OP, no, the 3 and 4 pin fans you've got won't fit in the connector. You'll need a fan that uses a molex connector, you can plug them directly to the power supply.


----------



## newtekie1 (Mar 2, 2013)

Interesting, I just took a look, and it seems the extra pin is a second ground, and HP just bridges the  Pin1 to Pin5, bridging the first ground to the second ground.  Kind of odd.

However, yes it does appear that a standard 3-pin or 4-pin should work with a problem.  The only problem I can see is it looks like the little plastic blade on the fan connector on the motherboard might be too wide, preventing a smaller connector from being attached.  But you should be able to bend that tab out of the way(or break it off, just remember which way the fan is supposed to go on the header).



TRWOV said:


> It's like this one: http://www.redplanettrading.com/Dell-P2780-Y5299-Y5299-Optiplex-755-760-780-Desktop-Case-Fan.html
> 
> 
> OP, no, the 3 and 4 pin fans you've got won't fit in the connector. You'll need a fan that uses a molex connector, you can plug them directly to the power supply.

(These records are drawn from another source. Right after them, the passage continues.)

PR #4876, opened 2020-05-13
Use host native DNS resolver for hostnames in grpc connections

### LINKED ISSUE #4807: pachctl does not respect OSX dns over vpn
**What happened?**:
Because pachctl is not linked against CGO (CGO_ENABLED=0) on osx, it does not honor the DNS resolver setting son OSX when using a vpn.

DNS resolution should work with pachctl commands.

Easiest way to test:
Edit your /etc/resolv.conf on osx and set the nameserver to something nonsensical like 127.0.0.1.
Observe that your osx applications, and ping on the command line, all still have dns resolution.
Observe that pachctl does not. 

Similar kubectl issue:
https://github.com/kubernetes/release/issues/469

**Environment?**:
Any osx client using pachctl of any version.

I could have sworn I opened this issue before but I couldn't find it on the issue tracker, so here it is again.<br><br><i>(related to <a href='https://pachyderm.zendesk.com/agent/tickets/42'>Zendesk ticket #42</a>)<br>gz#42</i><br><br><i>(related to <a href='https://pachyderm.zendesk.com/agent/tickets/44'>Zendesk ticket #44</a>)<br>gz#44</i>

nitinjainsj:
Fixes #4807 

Testing...

- Created a hub cluster so that access is over the network.
- Set the pachctl context to hub cluster.
- Run pachctl version -- it should give you the client and server version
- Edit the /etc/resolve.conf and change the nameserver to 127.0.0.1
- pachctl version hangs to get the server version
- made changes to add the resolver to grpc
- mypachctl version completes with expected info


ysimonson:
Have you verified that this fixes the issue? I'm not sure from the docs:

* The docs for [`grpc.dial`](https://godoc.org/google.golang.org/grpc#Dial) say "The target name syntax is defined in https://github.com/grpc/grpc/blob/master/doc/naming.md. e.g. to use dns resolver, a "dns:///" prefix should be applied to the target."
* However, the [naming docs](https://github.com/grpc/grpc/blob/master/doc/naming.md) imply that it's defaulting to the DNS URI anyways: "The URI scheme indicates what resolver plugin to use. If no scheme prefix is specified or the scheme is unknown, the dns scheme is used by default."

nitinjainsj:
> Have you verified that this fixes the issue? I'm not sure from the docs:
The user ticket had repo steps. It's easy to test on Mac. I am planning to boot my VM and test it on linux.

Testing...
* I created a hub cluster and set the pachctl context to hub.
* Run pachctl version -- it should give you the client and server version
* Edit the /etc/resolve.conf and change the nameserver to 127.0.0.1
* pachctl version hangs to get the server version
* make change to add the resolver
* mypachctl version completes with expected info

> 
> * The docs for [`grpc.dial`](https://godoc.org/google.golang.org/grpc#Dial) say "The target name syntax is defined in https://github.com/grpc/grpc/blob/master/doc/naming.md. e.g. to use dns resolver, a "dns:///" prefix should be applied to the target."
> * However, the [naming docs](https://github.com/grpc/grpc/blob/master/doc/naming.md) imply that it's defaulting to the DNS URI anyways: "The URI scheme indicates what resolver plugin to use. If no scheme prefix is specified or the scheme is unknown, the dns scheme is used by default."

Yeah. That's the odd part. The doc says dns resolver is default, but clearly it did not work until I explicitly added to the name. Maybe there is dialer option somewhere that is the right way to solve this.

I'll add the dns:/// to grpc.dial as well -- though some of the code is probably only communicating within the cluster. So it might not even need it.

src/client/pkg/grpcutil/dialer.go
```diff
@@ -35,13 +35,17 @@ func newDialer(opts ...grpc.DialOption) *dialer {
...
 	defer d.lock.Unlock()
+
 	if conn, ok := d.connMap[addr]; ok {
 		return conn, nil
 	}
 	opts := append(d.opts,
 		grpc.WithUnaryInterceptor(tracing.UnaryClientInterceptor()),
 		grpc.WithStreamInterceptor(tracing.StreamClientInterceptor()),
 	)
+	if (strings.Index(addr, "dns:///") == -1) {
```
ysimonson, line 47: It'd be slightly faster to [just check for the prefix](https://golang.org/pkg/strings/#HasPrefix). If `dns:///` is in the string and it's not the prefix, it's going to be broke anyways.

src/server/pkg/pool/pool.go
```diff
@@ -109,7 +109,7 @@ func (p *Pool) Do(ctx context.Context, f func(cc *grpc.ClientConn) error) error
 		for {
 			for addr, mapConn := range p.conns {
 				if mapConn.cc == nil {
-					cc, err := grpc.DialContext(ctx, addr, p.opts...)
+					cc, err := grpc.DialContext(ctx, "dns:///"+addr, p.opts...)
```
ysimonson, line 112: I don't think we actually want it here, since the new DNS resolution behavior should be client-side only

src/server/worker/client.go
```diff
@@ -126,7 +126,7 @@ func NewClient(address string) (Client, error) {
 	if err != nil {
 		return Client{}, err
 	}
-	conn, err := grpc.Dial(fmt.Sprintf("%s:%d", address, port),
+	conn, err := grpc.Dial(fmt.Sprintf("dns:///%s:%d", address, port),
```
ysimonson, line 129: Likewise, i don't think we want this here

src/client/pkg/grpcutil/dialer.go
nitinjainsj: Yeah. The updated code has changed it to HasPrefix

src/server/pkg/pool/pool.go
nitinjainsj: I don't have a strong opinion on this. But the reason to go change all the grpc.Dial call is so that we have the same grpc options used everywhere. I don't think we have any specific DNS configuration dependency.

If we think this is can have unintended side effects, I'll remove it.

src/server/worker/client.go
nitinjainsj: Agree. The same argument above. Use the underlying system DNS by default.

src/server/pkg/pool/pool.go
ysimonson: It's not clear to me yet how `dns:///` changes behavior. gRPC apparently [has a system for plugging in resolvers](https://godoc.org/google.golang.org/grpc#WithResolvers), so my off-hand guess (without having dug too much into the code) is that using the dns uri causes gRPC to use one of its own resolvers, which follows proper system behavior, rather than go stdlib's, which [hand-rolled its own janky solution when cgo is disabled.](https://golang.org/pkg/net/#hdr-Name_Resolution)

My concern with bringing this change to the server-side is that we don't really know what happens when you use the `dns` uri though. What we do know is that:

1) DNS resolution is broken for us client-side on macOS.
2) We haven't had any reports of issues server-side. 
3) Even with these changes, server-side DNS is going to be radically different because it's running on linux, and because it's on kubernetes (which messes around with DNS.)

By restricting these changes to the client-side, we run the risk of "just" breaking `pachctl`.

nitinjainsj: @ysimonson I made the change to be client-side only. It's going through CI. Please take a look.

PR #4884, opened 2020-05-13
s3g examples

ysimonson:


ysimonson:
Instead of going this route, I'll wire in a more fully-fledged integration test suite from s2: https://github.com/pachyderm/s2/pull/25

Those are Dell fans, HP uses a more standard connector, be it with an extra ground pin for some reason.  See here.

And the pinout seems to be the same as a normal fan as well, unlike the Dell ones that are wired backwards.


----------



## TRWOV (Mar 2, 2013)

The pin spacing is different IIRC.


----------



## stoggs1 (Mar 2, 2013)

Ok so could i use the original fan until i get a replacement? With 3 less blades?


----------



## TRWOV (Mar 2, 2013)

newtekie1 said:


> Those are Dell fans, HP uses a more standard connector, be it with an extra ground pin for some reason.  See here.
> 
> And the pinout seems to be the same as a normal fan as well, unlike the Dell ones that are wired backwards.



ah, ok. I just read "5 pin fan" and inmediately thought of those Dell fans. Have never handled an hp server (it shows, right?).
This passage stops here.